◆ **WORK ORDER**: What lines in the records below hold the string "documentation"? Please show them.

◆ **TASK DATA**:

^^^^^^^^^^^^^^^^

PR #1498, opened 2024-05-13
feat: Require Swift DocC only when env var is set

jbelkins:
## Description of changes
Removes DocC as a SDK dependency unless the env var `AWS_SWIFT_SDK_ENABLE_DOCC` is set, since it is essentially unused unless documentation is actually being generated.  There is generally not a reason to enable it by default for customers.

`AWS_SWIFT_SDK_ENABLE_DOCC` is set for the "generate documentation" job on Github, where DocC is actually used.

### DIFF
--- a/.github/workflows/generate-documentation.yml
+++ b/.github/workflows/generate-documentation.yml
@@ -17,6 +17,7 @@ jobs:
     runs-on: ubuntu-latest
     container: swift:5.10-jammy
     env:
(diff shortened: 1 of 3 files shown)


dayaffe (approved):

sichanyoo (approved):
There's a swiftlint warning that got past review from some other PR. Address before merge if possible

^^^^^^^^^^^^^^^^

◆ **REPLY TO THE TASK**:
Removes DocC as a SDK dependency unless the env var `AWS_SWIFT_SDK_ENABLE_DOCC` is set, since it is essentially unused unless documentation is actually being generated.  There is generally not a reason to enable it by default for customers.
`AWS_SWIFT_SDK_ENABLE_DOCC` is set for the "generate documentation" job on Github, where DocC is actually used.
--- a/.github/workflows/generate-documentation.yml
+++ b/.github/workflows/generate-documentation.yml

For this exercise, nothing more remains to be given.